Optimal Transport and Brain Imaging

· 2 min read

Brain imaging studies often use different atlases, and that creates a hidden reproducibility problem: models trained in one atlas do not transfer cleanly to another without expensive reprocessing. This post explains a practical workaround based on optimal transport.

The storyline is simple: why atlas mismatch blocks downstream analysis, how we cast atlas translation as a transport problem, and what our MICCAI 2021 method enables when raw data cannot be rerun through a full pipeline.
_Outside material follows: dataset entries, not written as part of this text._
PR #2473, opened 2022-03-24
docs(examples/jokes): add validation to prevent open redirect on login

LewisArdern:
Hi Remix,

I was going through the [Remix Tutorial](https://remix.run/docs/en/v1/tutorials/jokes#optimistic-ui) and noticed that the login.tsx contains an open redirect issue. I realize this is a tutorial, but since this is setting developers up for the first time in the remix environment, its probably important to ensure that they do not introduce this type of issue into their apps.

This change validates the URL based on /jokes and / (since those are the two routes primarily used) in the tutorial.

If you want me to update the docs too, happy to do that -- just point me in the right direction.

Love Remix so far! Thank you for creating some awesome software. 

Lewis


MichaelDeBoey:
@LewisArdern Changes to `examples` need to go against `main` branch.
Can you please rebase your branch onto `main` & change base branch of this PR to `main` too?

kentcdodds:
Thanks for the contribution! There are likely a lot of little improvements we can make here and there to these tutorials, but at some point you have to draw a line at how far you go and we want to focus on learning Remix and making the app work, so I don't think this needs to be added to the example or tutorial.

Thanks anyway!

ryanflorence:
we should definitely validate the redirect location so we aren’t teaching people to expose their apps to “open redirect” vulnerabilities.

Could be as simple as using the pathname (no host) instead of the full URL. Would that feel less cumbersome @kentcdodds?

https://cheatsheetseries.owasp.org/cheatsheets/Unvalidated_Redirects_and_Forwards_Cheat_Sheet.html

kentcdodds:
🤦‍♂️ I didn't read carefully enough and didn't notice the mention of a vulnerability. Yes, let's get this in 👍

kentcdodds:
We'll want to update the tutorial as well. Would you be interested in doing that @LewisArdern?

https://github.com/remix-run/remix/edit/main/docs/tutorials/jokes.md

Looks like there are three instances of this in the tutorial.

LewisArdern:
Yes, I'll make some changes today and update the docs and change to main like @[MichaelDeBoey](https://github.com/MichaelDeBoey) suggested

LewisArdern:
I think I messed up the pull request, just gonna submit a new pull request against master.

PR #2482, opened 2022-03-24
docs(examples): bring `google-analytics` example in line with templates

MichaelDeBoey:


kentcdodds (approved):
Thanks for doing this work! Especially for the ones that were started before we had the template in a good spot.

Functional connectomes from fMRI are a good example of this challenge. Resting-state and task scans are short, preprocessing is costly, and atlas choices differ across groups. In MICCAI 2021, Amin Karbasi, Dustin Scheinost, and I proposed a data-driven transport method to estimate missing-atlas time series without rerunning full preprocessing.

Figure

The main idea is pretty simple; optimal transport is defined over probability distributions with different supports and possibly different geometries. Suppose there are $m$ sources $x_1, \ldots, x_m $ for a commodity, with $a(x_i)$ units of supply at $x_i$ and $n$ sinks $y_1, \ldots, y_n$ for the commodity, with the demand $b(y_j)$ at $y_j$. If $a(x_i,\ y_j)$ is the unit cost of shipment from $x_i$ to $y_j$, find a flow that satisfies demand from supplies and minimizes the flow cost.

Similarly, we define a transportation problem between $\mu$, the activity levels of $n$ brain regions based on a source atlas, and $\nu$, the $m$ target-atlas values. Once we have an optimal mapping between $\mu$ and $\nu$ based on a given cost matrix $M$, transportation comes for free. Therefore, we use training data between these two atlases to learn the mapping and then use it as a universal plan to obtain $\nu$ for individuals whose target-atlas values are unavailable. This process repeats across time frames to construct the final time series data. Using this algorithm, people don’t need to rerun all preprocessing steps to obtain target-atlas time series data. This method particularly shines when raw data are not available for reasons including privacy or storage limits.